• [EXERCISE]
A complete answer includes every line below with the word "design".

• [Collected data entries]
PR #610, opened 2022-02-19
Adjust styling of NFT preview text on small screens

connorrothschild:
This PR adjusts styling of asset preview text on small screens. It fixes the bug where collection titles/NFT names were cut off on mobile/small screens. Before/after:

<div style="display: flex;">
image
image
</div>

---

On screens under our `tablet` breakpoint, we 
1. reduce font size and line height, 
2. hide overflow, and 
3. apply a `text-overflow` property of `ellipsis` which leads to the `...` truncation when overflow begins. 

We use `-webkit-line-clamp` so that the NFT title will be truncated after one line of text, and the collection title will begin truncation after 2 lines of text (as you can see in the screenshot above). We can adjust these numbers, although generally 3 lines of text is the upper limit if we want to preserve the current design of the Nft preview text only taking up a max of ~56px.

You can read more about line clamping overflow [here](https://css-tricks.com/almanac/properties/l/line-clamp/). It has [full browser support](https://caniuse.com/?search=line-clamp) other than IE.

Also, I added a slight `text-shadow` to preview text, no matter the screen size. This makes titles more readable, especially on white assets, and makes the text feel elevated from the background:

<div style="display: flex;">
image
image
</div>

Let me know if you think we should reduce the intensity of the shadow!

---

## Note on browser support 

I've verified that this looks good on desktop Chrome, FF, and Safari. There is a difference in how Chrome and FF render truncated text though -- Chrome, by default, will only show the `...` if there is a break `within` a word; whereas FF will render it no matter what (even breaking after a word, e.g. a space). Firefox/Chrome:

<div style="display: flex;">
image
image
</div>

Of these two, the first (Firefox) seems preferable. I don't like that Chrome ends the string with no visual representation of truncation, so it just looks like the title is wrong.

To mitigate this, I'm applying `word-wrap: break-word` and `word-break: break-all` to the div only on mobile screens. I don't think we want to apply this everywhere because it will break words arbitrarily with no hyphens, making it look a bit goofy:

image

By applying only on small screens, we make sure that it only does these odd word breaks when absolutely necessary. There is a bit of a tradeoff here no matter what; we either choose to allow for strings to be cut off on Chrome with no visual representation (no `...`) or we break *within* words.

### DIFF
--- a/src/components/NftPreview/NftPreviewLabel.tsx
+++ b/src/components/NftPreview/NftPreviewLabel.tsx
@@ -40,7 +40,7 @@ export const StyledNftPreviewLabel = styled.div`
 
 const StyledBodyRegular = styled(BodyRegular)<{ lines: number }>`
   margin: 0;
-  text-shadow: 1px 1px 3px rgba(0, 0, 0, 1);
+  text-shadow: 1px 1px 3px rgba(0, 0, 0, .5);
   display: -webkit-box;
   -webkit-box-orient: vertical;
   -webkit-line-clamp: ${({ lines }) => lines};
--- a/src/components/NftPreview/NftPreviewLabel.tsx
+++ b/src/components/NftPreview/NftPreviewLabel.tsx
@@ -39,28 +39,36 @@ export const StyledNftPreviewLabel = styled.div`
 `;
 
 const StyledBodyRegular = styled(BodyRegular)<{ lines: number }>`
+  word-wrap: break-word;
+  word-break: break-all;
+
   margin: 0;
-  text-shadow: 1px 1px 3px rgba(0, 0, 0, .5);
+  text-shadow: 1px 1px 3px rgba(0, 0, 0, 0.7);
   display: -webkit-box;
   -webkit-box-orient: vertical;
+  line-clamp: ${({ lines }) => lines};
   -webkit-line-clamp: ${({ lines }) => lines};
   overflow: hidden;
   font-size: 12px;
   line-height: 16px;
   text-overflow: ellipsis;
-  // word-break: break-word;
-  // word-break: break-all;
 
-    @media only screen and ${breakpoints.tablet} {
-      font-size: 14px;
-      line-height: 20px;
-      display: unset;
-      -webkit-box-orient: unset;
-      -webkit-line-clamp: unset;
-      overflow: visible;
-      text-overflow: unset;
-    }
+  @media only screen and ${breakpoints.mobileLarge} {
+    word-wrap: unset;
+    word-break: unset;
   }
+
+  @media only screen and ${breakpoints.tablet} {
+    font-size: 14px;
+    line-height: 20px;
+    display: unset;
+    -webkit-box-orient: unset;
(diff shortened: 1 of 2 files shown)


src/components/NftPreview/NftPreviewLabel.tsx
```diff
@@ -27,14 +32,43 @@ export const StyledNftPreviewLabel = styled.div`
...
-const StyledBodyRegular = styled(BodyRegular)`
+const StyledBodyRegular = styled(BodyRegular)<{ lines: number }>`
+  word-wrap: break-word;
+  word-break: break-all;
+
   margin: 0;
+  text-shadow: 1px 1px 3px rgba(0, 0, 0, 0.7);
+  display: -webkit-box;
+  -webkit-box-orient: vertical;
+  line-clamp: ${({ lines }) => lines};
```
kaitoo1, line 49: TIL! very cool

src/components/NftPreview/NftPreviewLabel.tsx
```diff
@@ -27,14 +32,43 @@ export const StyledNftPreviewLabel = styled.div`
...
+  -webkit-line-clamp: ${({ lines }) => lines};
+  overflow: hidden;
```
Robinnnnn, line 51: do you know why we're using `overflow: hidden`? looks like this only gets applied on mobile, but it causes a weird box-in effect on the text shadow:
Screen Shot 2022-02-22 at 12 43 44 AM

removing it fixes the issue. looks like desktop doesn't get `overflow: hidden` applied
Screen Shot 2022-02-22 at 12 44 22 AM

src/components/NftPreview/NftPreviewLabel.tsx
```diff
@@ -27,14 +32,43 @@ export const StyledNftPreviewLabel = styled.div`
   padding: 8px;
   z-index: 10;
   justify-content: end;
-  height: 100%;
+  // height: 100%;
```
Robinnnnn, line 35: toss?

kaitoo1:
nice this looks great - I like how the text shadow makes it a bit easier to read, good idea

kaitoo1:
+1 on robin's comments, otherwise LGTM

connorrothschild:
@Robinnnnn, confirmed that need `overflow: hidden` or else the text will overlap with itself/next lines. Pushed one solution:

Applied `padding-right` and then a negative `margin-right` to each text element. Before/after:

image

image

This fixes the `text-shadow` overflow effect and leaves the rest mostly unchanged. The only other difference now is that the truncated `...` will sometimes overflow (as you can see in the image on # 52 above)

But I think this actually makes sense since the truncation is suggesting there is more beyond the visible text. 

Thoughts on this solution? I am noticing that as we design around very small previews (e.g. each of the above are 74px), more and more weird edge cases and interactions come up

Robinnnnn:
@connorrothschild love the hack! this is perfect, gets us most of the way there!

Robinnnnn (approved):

• [OUTPUT]
We use `-webkit-line-clamp` so that the NFT title will be truncated after one line of text, and the collection title will begin truncation after 2 lines of text (as you can see in the screenshot above). We can adjust these numbers, although generally 3 lines of text is the upper limit if we want to preserve the current design of the Nft preview text only taking up a max of ~56px.
Thoughts on this solution? I am noticing that as we design around very small previews (e.g. each of the above are 74px), more and more weird edge cases and interactions come up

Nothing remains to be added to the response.